**GIVEN RECORDS**

PR #353, opened 2023-09-08
use custom storage for lockData

snreynolds:
## Related Issue
By changing the lockData structure to use custom storage, we are setting up the repository to leverage tstore/tload.
## Description of changes
Changes the LockDataLibrary to account for the sentinel node in storage.


contracts/interfaces/IPoolManager.sol
```diff
@@ -112,19 +113,11 @@ interface IPoolManager is IFees, IERC1155 {
...
-        uint128 nonzeroDeltaCount;
-    }
-
     /// @notice Returns the locker in the ith position of the locker queue.
     function getLock(uint256 i) external view returns (address locker);
 
-    /// @notice Returns lock data
-    function lockData() external view returns (uint128 length, uint128 nonzeroDeltaCount);
+    /// @notice Returns the sentinel node for the LockData structure.
+    function getLockSentinel() external view returns (LockSentinel sentinel);
```
ewilz, line 120: whats the problem with continuing to call this `LockData`? I think I feel extremely opposed to the term "sentinel" as it's not descriptive and means [something else](https://en.wikipedia.org/wiki/Sentinel_value) in the context of computer programming :P

contracts/libraries/LockDataLibrary.sol
```diff
@@ -2,49 +2,92 @@
...
-            // update the sentinel storage slot
-            self.length = length + 1;
+            lockData.update(_length + 1, lockData.nonzeroDeltaCount());
         }
     }
 
     /// @dev Pops a locker off the end of the queue. Note that no storage gets cleared.
-    function pop(IPoolManager.LockData storage self) internal {
+    function pop(LockData lockData) internal {
+        uint128 _length = lockData.length();
```
0xb10ckdev, line 36: It doesn't need to save the length to a temporary variable.
`lockData.length()` can be used directly in the below code

contracts/libraries/LockDataLibrary.sol
```diff
@@ -2,49 +2,91 @@
...
+    }
+
+    function nonzeroDeltaCount(LockData lockData) internal pure returns (uint128 _nonzeroDeltaCount) {
+        /// @solidity memory-safe-assembly
+        assembly {
+            _nonzeroDeltaCount := lockData
+        }
+    }
+
+    function update(LockData lockData, uint128 _length, uint128 _nonzeroDeltaCount) internal {
```
ewilz, line 55: for readability/less footguns, wonder if we can break this into 3 functions:
`lockData.incrementNonzeroDeltaCount()`
`lockData.decrementNonzeroDeltaCount()`
`lockData.delete()`

probably at the expense of some bytecode savings, but I think it would make a lot of the code nicer to look at

contracts/types/LockData.sol
```diff
@@ -0,0 +1,12 @@
+// SPDX-License-Identifier: GPL-2.0-or-later
+pragma solidity ^0.8.20;
+
+import {LockDataLibrary} from "../libraries/LockDataLibrary.sol";
```
ewilz, line 4: keeping this in a separate file is breaking convention with types Currency + BalanceDelta. Wonder if it's worth migrating the library here

ewilz:
can rename PR to something like: use custom storage for LockData?

contracts/PoolManager.sol
```diff
@@ -138,14 +135,16 @@ contract PoolManager is IPoolManager, Fees, NoDelegateCall, ERC1155, IERC1155Rec
 
     /// @inheritdoc IPoolManager
     function lock(bytes calldata data) external override returns (bytes memory result) {
+        LockData lockData = LockDataLibrary.getLockData();
```
ewilz, line 138: something definitely feels a bit weird to me about using pop/push (write functionality) on a type uint256 that actually does storage writes. I wish there was a nice way to return a reference to storage here instead of recaching. Feels a bit dirty but can't think of any great solutions...

ewilz: once there's a full solc library that has the transient keyword, I think it's worth toying around with having a storage slot (unless we can call things directly on storage here with the current lib). I know it saves gas, but I'm wondering if the code cleanliness/quality is getting a little bit wonky here

ewilz (changes requested):
Wondering if we can tighten the library up by changing update to more opinionated functions otherwise library integrators can just input incoherent data right into storage. 

Porbably not good the library performs storage writes using any arbitrary uint256 even if it doesn't match what's currently in storage. For push and pop, can we just call like this:
```
DataLockLibrary.push()
DataLockLibrary.pop()
```

then inline `LockData lockData = getLockData();` as the first line of those functions instead?

contracts/PoolManager.sol
snreynolds: Yeah it is a bit wonky..let me know if you can think of another way, but I had to move away from a library for storage pointers because we don't yet have the `transient` keyword. 

We can rewrite the lib to use the transient keyword when there is solidity support.

snreynolds:
> Wondering if we can tighten the library up by changing update to more opinionated functions otherwise library integrators can just input incoherent data right into storage.
> 
> Porbably not good the library performs storage writes using any arbitrary uint256 even if it doesn't match what's currently in storage. For push and pop, can we just call like this:
> 
> ```
> DataLockLibrary.push()
> DataLockLibrary.pop()
> ```
> 
> then inline `LockData lockData = getLockData();` as the first line of those functions instead of getting it outside?

The reason I didn't do that is because as its written right now it would be easy to replace the in-memory lockData variable with a transient storage variable `lockData` and then write the library over that. So I'm just prepping for a more minimal diff later on. 

I can change the `update` function though so that we have more clear actions over the lockData var

contracts/types/LockData.sol
snreynolds: moved it to types/LockData.sol to match

contracts/libraries/LockDataLibrary.sol
snreynolds: Ok i added these functions but they all use similar code paths.. which I separated into toLockData and _update which does the final write

contracts/types/LockData.sol
```diff
@@ -0,0 +1,123 @@
...
+    function decrementNonzeroDeltaCount(LockData lockData) internal {
+        uint128 currLength = lockData.length();
+        uint128 newNonzeroDeltaCount = lockData.nonzeroDeltaCount() - 1;
+        LockData newLockData = toLockData(currLength, newNonzeroDeltaCount);
+        _update(newLockData);
+    }
+
+    function incrementNonzeroDeltaCount(LockData lockData) internal {
+        uint128 currLength = lockData.length();
+        uint128 newNonzeroDeltaCount = lockData.nonzeroDeltaCount() + 1;
```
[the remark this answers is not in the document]
hensha256: same with decrement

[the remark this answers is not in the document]
hensha256: although im pretty sure, if youre happy with `unchecked`, you could actually just do
```
unchecked{ uint256(lockData)++ }
```

contracts/types/LockData.sol
```diff
@@ -0,0 +1,123 @@
...
+    }
+
+    function nonzeroDeltaCount(LockData lockData) internal pure returns (uint128 _nonzeroDeltaCount) {
+        /// @solidity memory-safe-assembly
+        assembly {
+            _nonzeroDeltaCount := lockData
+        }
+    }
+
+    function _update(LockData lockData) internal {
```
hensha256, line 73: the use of `_` feels super sporadic - all the functions are internal to the library but some have _ and some dont?

contracts/types/LockData.sol
```diff
@@ -0,0 +1,123 @@
...
+            )
+    }
+}
+
+/// @dev This library manages a custom storage implementation for a queue
+///      that tracks current lockers. The LOCK_DATA storage slot for this data structure,
+///      passed in as a LockData custom type that is a uint256, stores not just the current
+///      length of the queue but also the global count of non-zero deltas across all lockers.
+///      The values of the data structure start at LOCKERS, and each value is a locker address.
+library LockDataLibrary {
```
hensha256, line 28: I found this library quite hard to read tbh. i think a few things that would help:
- Function ordering - currently you have to really jump around to read the library. e.g. `_update` is defined in the middle of the library, and there are functions both above and below it that call it. I'd personally rather the functions were in an order where all the function they call are defined above it (or below it if you prefer).
- Comments! Lots of the functions have no comments at all

contracts/types/LockData.sol
```diff
@@ -0,0 +1,123 @@
...
+    using LockDataLibrary for LockData;
+
+    uint256 private constant LOCK_DATA = uint256(keccak256("LockData"));
```
hensha256, line 31: maybe `LOCK_DATA_SLOT` is more descriptive? same for `LOCKERS_SLOT`

contracts/types/LockData.sol
```diff
@@ -0,0 +1,123 @@
...
+        unchecked {
+            uint256 lockerSlot = LOCKERS + _length; // not in assembly because LOCKERS is in the library scope
+
+            /// @solidity memory-safe-assembly
+            assembly {
+                // in the next storage slot, write the locker
+                sstore(lockerSlot, locker)
+            }
+            LockData newLockData = toLockData(_length + 1, lockData.nonzeroDeltaCount());
+            _update(newLockData);
```
hensha256, line 47: `newLockData._update()` ?

contracts/types/LockData.sol
```diff
@@ -0,0 +1,123 @@
...
+
+/// @notice The LockData holds global information for the lock data structure: the length and nonzeroDeltaCount.
+/// @dev The left most 128 bits is the length, or total number of active lockers.
+/// @dev The right most 128 bits is the nonzeroDeltaCount, or total number of nonzero deltas over all active + completed lockers.
+/// @dev Located in transient storage.
+type LockData is uint256;
+
+using LockDataLibrary for LockData global;
+
+function toLockData(uint128 _length, uint128 _nonzeroDeltaCount) pure returns (LockData lockData) {
```
hensha256, line 12: Given its going to be transient storage, should we consider just putting these in different slots? Every function that writes to this slot, only updates 1 of the 2 values - they never _both_ get updated. It feels like it would be easier to just separate them?
`push` - only touches length
`pull` - only touches length
`incrementNonzeroDeltaCount` - only touches delta count
`decrementNonzeroDeltaCount` - only touches delta count

Imo it might make more sense to have
```
NON_ZERO_DELTA_COUNT_SLOT = x
LOCKERS_SLOT = y
```

where
```
sload(LOCKERS_SLOT) => length
sload(LOCKERS_SLOT+1) => first locker
```
this is more like how actual arrays are encoded in storage

hensha256 (changes requested):
Left some thoughts about the setup of the library!

contracts/types/LockData.sol
snreynolds: interesting, yeah we could do that and compare gas. tload/tstore still 100 gas so its not crazy to pack though

snreynolds:
closing in favor of separating the libs diff shown here https://github.com/Uniswap/v4-core/pull/388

**TASK DESCRIPTION**
Report how many lines of the records above contain the word "LockDataLibrary", giving only the number.

**SOLUTION BELOW**
9